Restricted Stock Awards
The grant of restricted stock awards will not result in taxable income to the participant or a tax deduction to us, unless the restrictions on the stock do not present a substantial risk of forfeiture or the award is transferable. In the year that the restricted stock is no longer subject to a substantial risk of forfeiture or the award is transferable, the fair market value of such shares at such date and any cash amount awarded, less cash or other consideration paid (if any), will be taxed to the participant as ordinary income, except that, in the case of restricted stock issued at the beginning of the restriction period, the participant may elect to include in his ordinary income at the time the restricted stock is awarded, the fair market value of such shares at such time, less any amount paid for the shares.
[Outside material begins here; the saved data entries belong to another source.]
PR #2498, opened 2023-06-23
UIU-2901 handle sparse borrower data in overdue loans report

zburke:
If a user record attached to a loan in the overdue loans report has been removed, the `userId` attribute will be present but the `borrower` object will not be. The parser needs to be robust to this situation.

Curiously, such an NPE causes parsing to silently halt: there is no warning in the console, no stacktrace, nothing at all. `map` just never returns. In local tests, I get an NPE in similar situations, so I don't understand how the error gets swallowed here, but it does.

Refs [UIU-2901](https://issues.folio.org/browse/UIU-2901)


Terala-Priyanka (approved):

BogdanDenis (approved):

BogdanDenis:
Hey @zburke, here's where the error is caught
https://github.com/folio-org/ui-users/blob/master/src/views/UserSearch/UserSearch.js#L251
But because error message is different - it never gets printed to console
image

zburke:
Thanks, @BogdanDenis. @mkuklis pointed out the same to me. I don't know how I missed it! Do you think this PR should include better error reporting in that catch statement, instead/in addition to the null-check I added when parsing the `borrower` record? Suddenly, this PR feels a bit anemic since the scope of the fix is so narrow.

BogdanDenis:
> Do you think this PR should include better error reporting in that catch statement, instead/in addition to the null-check I added when parsing the `borrower` record?

Yes, I think so. I see that you've changed it so the user will at least get notified about an error - looks good to me!

PR #2514, opened 2023-07-14
UIU-2588: Include info about reminder fees in Overdue Loans Report

mkuklis:
https://issues.folio.org/browse/UIU-2588


MikeTaylor (approved):
Looks good!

We generally will be entitled to a corresponding tax deduction.
Restricted Stock Units and Dividend Equivalents
The federal income tax consequences of the award of restricted stock units or dividend equivalents will depend on the conditions of the award. Generally, the grant of one of these awards does not result in taxable income to the participant or a tax deduction to us. However, the participant will recognize ordinary compensation income at settlement of the award equal to any cash and the fair market value of any Common Stock received (determined as of the date that the award is not subject to a substantial risk of forfeiture or transferable). We are generally entitled to a deduction upon the participant’s recognition of income in an amount equal to the ordinary income recognized by the participant.
Section 409A of the Internal Revenue Code of 1986
Code Section 409A imposes certain requirements on deferred compensation. We intend for each of the Incentive Plans to comply in good faith with the requirements of Code Section 409A including related regulations and guidance, where applicable and to the extent practicable. If, however, Code Section 409A is deemed to apply to an award, and the applicable Incentive Plan and award do not satisfy the requirements of Code Section 409A during a taxable year, the participant will have ordinary income in the year of non-compliance in the amount of all deferrals subject to Code Section 409A to the extent that the award is not subject to a substantial risk of forfeiture. The participant will be subject to an additional tax of 20% on all amounts includible in income and may also be subject to interest charges under Code Section 409A. We generally will be entitled to an income tax deduction with respect to the amount of compensation includible as income to the participant. We undertake no responsibility to take, or to refrain from taking, any actions in order to achieve a certain tax result for any participant.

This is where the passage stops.